Pelaksana Tugas (Plt) Deputi Penindakan dan Eksekusi KPK, Asep Guntur Rahayu, menjelaskan bahwa keterangan dari Gubernur BI, pejabat BI, dan pejabat OJK diperlukan untuk memperjelas konstruksi perkara yang sedang diusut.
“Apakah ada permintaan sesuatu terkait dengan anggaran atau apanya. Ini yang akan didalami dari orang-orang ini, termasuk dari Pak PW kemudian juga dari Ibu F dan tentunya juga dari OJK dan mitra kerja dari Komisi XI lainnya,” kata Asep di Gedung Merah Putih, Jakarta, pada Kamis (7/8).
Dalam kasus ini, KPK telah menetapkan dua anggota DPR, Heru Gunawan dan Satori, sebagai tersangka. Heru Gunawan diduga menerima uang sebesar Rp15,86 miliar, yang kemudian diarahkan untuk dibukakan rekening baru guna menampung dana pencairan melalui setor tunai.
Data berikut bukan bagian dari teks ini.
PR #847, opened 2020-07-07
ADEN-10377 | Add Audigent service

bckatarzyna:


src/ad-services/audigent/index.ts
```diff
@@ -0,0 +1,61 @@
...
+				this.setup();
+				communicationService.dispatch(audigentLoadedEvent({}));
+			});
+			this.isLoaded = true;
+		}
+	}
+
+	configureAudienceTag(): void {
+		// @ts-ignore
+		(function(w,d,t,u){var a=d.createElement(t);a.async=1;a.src=u+'?url='+encodeURIComponent(w.location.href)+'&ref='+encodeURIComponent(d.referrer);var s=d.getElementsByTagName(t)[0];s.parentNode.insertBefore(a,s);})(window,document,'script','https://a.ad.gt/api/v1/u/matches/158');
```
fraszczakszymon, line 41: We have a dedicated module that does exactly the same thing. Use scriptLoader, please

src/ad-services/audigent/index.ts
```diff
@@ -0,0 +1,61 @@
...
+
+			window.googletag.cmd = window.googletag.cmd || [];
+			window.googletag.cmd.push(() => {
+				const segments = au_segments.length ? au_segments : 'no_segments';
+
+				googletag.pubads().setTargeting('AU_SEG', segments);
+				context.set('targeting.AU_SEG', segments);
+			});
+		}
+	}
```
fraszczakszymon, line 58: We should not follow these docs 1:1. GptProvider in AdEngine takes targeting directly from context. Set `AU_SEG` value in the context `targeting`, please

.prettierignore
```diff
@@ -5,6 +5,7 @@ node_modules/**/*
 jspm_packages/
 src/ad-products/video/player/porvata/moat/moat-video-tracker-script.ts
 src/ad-products/video/porvata4/plugins/moat/moat-video-tracker-script.ts
+src/ad-services/audigent/index.ts
```
fraszczakszymon, line 8: This line won't be needed if we address the other two comments

src/ad-services/audigent/index.ts
fraszczakszymon: googletag.cmd callback is not needed then

src/ad-services/audigent/index.ts
```diff
@@ -0,0 +1,61 @@
...
+	configureAudienceTag(): void {
+		// @ts-ignore
+		(function(w,d,t,u){var a=d.createElement(t);a.async=1;a.src=u+'?url='+encodeURIComponent(w.location.href)+'&ref='+encodeURIComponent(d.referrer);var s=d.getElementsByTagName(t)[0];s.parentNode.insertBefore(a,s);})(window,document,'script','https://a.ad.gt/api/v1/u/matches/158');
+	}
+
+	setup(): void {
+		// @ts-ignore
+		if (typeof au_seg !== 'undefined') {
+			// @ts-ignore
+			const au_segments = au_seg.segments || [];
```
fraszczakszymon, line 48:
```suggestion
			const auSegments = window['au_seg'].segments || ['no_segments'];
```
and L52 seems not needed then

src/ad-services/audigent/index.ts
```diff
@@ -0,0 +1,61 @@
...
+		}
+	}
+
+	configureAudienceTag(): void {
+		// @ts-ignore
+		(function(w,d,t,u){var a=d.createElement(t);a.async=1;a.src=u+'?url='+encodeURIComponent(w.location.href)+'&ref='+encodeURIComponent(d.referrer);var s=d.getElementsByTagName(t)[0];s.parentNode.insertBefore(a,s);})(window,document,'script','https://a.ad.gt/api/v1/u/matches/158');
+	}
+
+	setup(): void {
+		// @ts-ignore
```
fraszczakszymon, line 45: I'm not sure but if we define au_seg type in types.d, then `// @ts-ignore` won't be needed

Sementara itu, Satori diduga menerima uang senilai Rp12,52 miliar. Uang tersebut digunakan untuk keperluan pribadi, termasuk deposito, pembelian tanah, pembangunan showroom, pembelian kendaraan roda dua, dan aset lainnya.
“Seperti deposito, pembelian tanah, pembangunan showroom, pembelian kendaraan roda dua, serta pembelian aset lainnya,” tuturnya.
KPK menduga Satori merekayasa transaksi perbankan dengan melibatkan salah satu bank daerah untuk menyamarkan penempatan dan pencairan deposito agar tidak terlacak dalam rekening koran. (DR)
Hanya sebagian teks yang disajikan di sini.